** Opening LISTED RECORDS block **

PR #298, opened 2022-12-17
macos: Allow larger install_name entries

nirbheek:
This is needed to be able to add multiple RPATH entries, and also to change the install_name itself. This is enabled by default in Meson.

### DIFF
--- a/src/target.rs
+++ b/src/target.rs
@@ -99,7 +99,9 @@ impl Target {
                     libdir.display()
                 )
             };
-            lines.push(line)
+            lines.push(line);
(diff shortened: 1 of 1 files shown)


lu-zero:
I assume the option is supported by all the linkers we care about.

lu-zero (approved):

nirbheek:
Hm, the clippy job is not smart enough to know which of these warnings are caused by the changes in this MR (none). I'll add a commit that fixed the warnings I guess.

lu-zero:
Just rebase and you'll be fine, hopefully :)

PR #299, opened 2022-12-18
Update to cargo-0.67 and clap-4

lu-zero:
Notes:
- the help is fairly different, we might disable the colors while we wait for https://github.com/clap-rs/clap/issues/3234 since the current default is a tad too red for my taste.
image
- The changes are many I need help from the usual suspects to make sure I do not break anything (hi @slomo and @nirbheek)

### DIFF
--- a/Cargo.toml
+++ b/Cargo.toml
@@ -1,6 +1,6 @@
 [package]
 name = "cargo-c"
-version = "0.9.14+cargo-0.66"
+version = "0.9.14+cargo-0.67"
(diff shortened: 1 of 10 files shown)


sdroege:
I'll test this with the GStreamer plugins and ebur128 once the CI here passes. The changes look good to me though :)

lu-zero:
There was a OsString vs String in one place, probably there is another prowling about ^^;

sdroege:
Looks good in my testing :)

Issue #280, opened 2022-09-05
Consider naming DLLs built with MinGW as `libfoo.dll`


nirbheek:
DLLs built with Autotools (which uses MinGW of course) are named `libfoo.dll`, and other build systems on Windows that use MSVC (like Visual Studio project files or CMake) use `foo.dll`.

So this is a convenient way to differentiate between DLLs built with MSVC and those built with MinGW, which is convenient for projects that provide binaries built with both toolchains. This is also what Meson does.

Would you like to follow Meson in this or do you prefer sticking with Cargo defaults as to which target platforms prefix `lib` to the library name?

lu-zero:
I think would be nice to give the users the choice, that way it should be less confusing. Possibly we could tie more settings to a `--meson` cli option.

nirbheek:
Yeah there's other behaviours also that Meson has, such as [always naming static libraries `libfoo.a` even when built with MSVC](https://mesonbuild.com/FAQ.html#why-does-building-my-project-with-msvc-output-static-libraries-called-libfooa) and import libraries are always `foo.lib` so that `-lfoo` works in pkg-config files with GCC, off the top of my head.

AFAICT cargo-c uses `foo.lib` for static archives and `foo.dll.lib` for import libraries?

lu-zero:
We can double check, windows is not a platform I use.

lu-zero:
Is this still a problem?

nirbheek:
Yes. We hack around it by [renaming the files after install](https://gitlab.freedesktop.org/gstreamer/cerbero/-/blob/74b9ebcea7c4f3d457f610b7e6bc5eb6d80f5094/recipes/gst-plugins-rs.recipe#L142-154).

lu-zero:
I guess it is a good time to add this additional bit of logic then

lu-zero:
@nirbheek do you have time to help me on this?

amyspark:
Hey @lu-zero , @nirbheek just sent this over to me. I'll be taking a look into it later today.

lu-zero:
Great! there are a couple of meson-parity issues that I keep postponing since I do not have access to windows... Feel free to message on irc in case.

PR #300, opened 2023-01-03
Prefix import libraries with `lib` on mingw

MehdiChinoune:


sdroege:
This is kind of related to https://github.com/lu-zero/cargo-c/issues/280, but only doing part of that issue. Can you update it accordingly?

CC @nirbheek

MehdiChinoune:
> Can you update it accordingly?

update what?

src/build.rs
```diff
@@ -232,7 +232,7 @@ fn build_implib_file(
             dlltool_command.arg("-D").arg(format!("{}.dll", name));
```
kmilos, line 232: Prefix also the DLL to match Autotools/CMake/Meson behaviour?

src/build_targets.rs
```diff
@@ -103,7 +103,7 @@ impl BuildTargets {
                 let impl_lib = if env == "msvc" {
                     targetdir.join(format!("{}.dll.lib", lib_name))
                 } else {
-                    targetdir.join(format!("{}.dll.a", lib_name))
+                    targetdir.join(format!("lib{}.dll.a", lib_name))
```
kmilos, line 106: Also prefix depending on msvc or not on line 102 above?

src/build.rs
MehdiChinoune: I tried to, but for some reason It failed to find the dll file when installing.

kmilos: Perhaps because it needs to be paired w/ the change below as well?

src/build_targets.rs
MehdiChinoune: What do you?
If env==msvc import library has an output name `${libname}.dll.lib`, else (==gnu) it has `lib${libname}.dll.a`

src/build.rs
MehdiChinoune: I tried that too, You could try it yourself. Patch cargo-c As I did and see if it works for you.

src/build_targets.rs
kmilos: Not only `imp_lib` here, but also `shared_lib` on line 102 above

kmilos:
@MehdiChinoune Indeed, `{}.dll` is produced no matter what, as if cargo itself needs to be patched...

kmilos:
Ah, perhaps also adding to https://github.com/lu-zero/cargo-c/blob/7760ca3d4cb31a7d8a3cbfe003576e2f47acd7f7/src/target.rs#L107-L110

PR #301, opened 2023-01-03
support aarch64 on mingw

MehdiChinoune:


lu-zero:
Thank you, can you please prepare a patch to add a CI item to try to test it?

MehdiChinoune:
> Thank you, can you please prepare a patch to add a CI item to try to test it?

GH does not offer any aarch64 virtual environments.
We -at MSYS2- rely on one only donated machine to build packages.
The patch was applied and we tested it to build rav1e on aarch64.

Issue #302, opened 2023-01-11
`cargo cinstall` vs. `cargo install`: `--debug` requires an argument?


jbeich:
Looking at dbf1d645323e I don't understand what should be passed as an argument. A profile name e.g., `dev`?

```
$ cargo cbuild --version
cargo-c 0.9.15+cargo-0.67

$ cargo install -h 2>&1 | fgrep debug
      --debug                   Build in debug mode (with the 'dev' profile) instead of release mode
$ cargo cinstall -h 2>&1 | fgrep debug
      --debug <debug>                Build in debug mode instead of release mode
```

lu-zero:
It seems a bug. Thank you for spotting it :)

lu-zero:
It will be released with the new cargo if you do not need it before. Otherwise I'll prepare a point release this weekend.

PR #303, opened 2023-01-12
cli: drop bogus arguments after cargo update

jbeich:
Fixes https://github.com/lu-zero/cargo-c/issues/302


lu-zero:
Thank you a lot!

lu-zero (approved):

PR #320, opened 2023-05-19
Add a library.import_library configuration option

lu-zero:
It is used to disable the generation of import_libraries when unnecessary in platforms that need it to link libraries (e.g. Windows).

@sdroege could you please check if it would work for gst?

### DIFF
--- a/README.md
+++ b/README.md
@@ -138,6 +138,9 @@ versioning = false
 # Add `-Cpanic=abort` to the RUSTFLAGS automatically, it may be useful in case
 # something might panic in the crates used by the library.
 rustflags = "-Cpanic=abort"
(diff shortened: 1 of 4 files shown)


sdroege:
From reading the code, that should work fine, yes.

lu-zero:
@realmazharhussain It should address your question, but I'd like some volunteers to try it and I do not have a windows box to try myself.

realmazharhussain:
Sorry for being late. I tried it on msys2 in UCRT64 environment and it seems to be working as intended.

lu-zero:
If you do not need it sooner it will appear in the next release then :)

realmazharhussain:
There is no hurry.

PR #330, opened 2023-07-31
README: add ebur128 to Users section

jbeich:
See also https://github.com/freebsd/freebsd-ports/commit/4cd440845e24


jbeich:
Looking at cargo-c consumers in Alpine Ports (aports) it may also worth adding libdovi to Users section.

lu-zero:
Thank you :)

lu-zero (approved):

Issue #345, opened 2023-09-30
More granular SONAME versioning


kpcyrd:
Related to https://github.com/rustls/rustls-ffi/issues/345 and https://github.com/rustls/rustls-ffi/pull/274.

I've tried to use cargo-c together with Arch Linux packaging tools, which is able to automatically detect and embed the SONAME into package metadata, but noticed I get this:

```
provides = librustls.so=0-64
```

After looking into how this works I noticed it's using a string embedded in the .so file:

```
% readelf -d /usr/lib/librustls.so | rg Lib
 0x000000000000000e (SONAME)             Library soname: [librustls.so.0]
```

I found the relevant part in the cargo-c codebase:

https://github.com/lu-zero/cargo-c/blob/0819defe7fcfcb26156ed9c439b433677d48dbac/src/target.rs#L81-L85

There are two things about this:

1) if the version string is `0.11.0`, I think the soname should be `librustls.so.0.11`
2) even if the version string is `>= 1.0.0`, I think it should be possible to configure a major.minor (or even major.minor.patch) SOVER

Specifically with librustls I would like to be able to build it with `-Wl,-soname,librustls.so.0.11.0` until the developers are comfortable making ABI commitments. :)

lu-zero:
You are right, we'll have a new cargo soon and I'd release your improvement/fix with it if is fine for you. If you prefer having it in a point release please tell me and I'll prepare it :)

kpcyrd:
Sounds great, thank you! :) Looking forward to the next cargo release.

lu-zero:
The new cargo is out, let me know if everything works as you need.

radhermit:
This appears to break the default case where the soname version isn't specified in metadata.

For example, a library I'm building with cargo-c now has "*.so.0.0" instead of "*.so.0" for the SONAME and since cargo-c doesn't create the related *.so.0.0 file it breaks all the bindings that try to link to the nonexistent library.

lu-zero:
in your case the soversion should be `lib{lib_name}.so.{major}.{minor}.{patch}`, definitely more to fix.

radhermit:
That makes sense, I didn't revert to the previous version to verify my guess.

lu-zero:
I'll try to refactor and cleanup a bit more since there is one more corner case:

| version | links | soversion |
|- |- |- |
| 0.0.n | libfoo.so | libfoo.so.0.0.n |
[...]

PR #346, opened 2023-09-30
Fix sover detection for 0-based versioning

kpcyrd:
Related to #345

With this patch applied Arch Linux generates this metadata (emphasis on `Provides`):

```
Name            : librustls
Version         : 0.11.0-1
Description     : Use rustls from languages other than Rust
Architecture    : x86_64
URL             : https://github.com/rustls/rustls-ffi
Licenses        : Apache-2.0  MIT
Groups          : None
Provides        : librustls.so=0.11-64
```

### DIFF
--- a/src/target.rs
+++ b/src/target.rs
@@ -69,6 +69,12 @@ impl Target {
         let os = &self.os;
         let env = &self.env;
 
+        let sover = if major == 0 {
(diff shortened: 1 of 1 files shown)


lu-zero:
Sounds good, thank you :)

** Closing LISTED RECORDS block **

> YOUR ASSIGNMENT
Tally the lines above containing "have". Answer with the count only.

> ANSWER AREA
4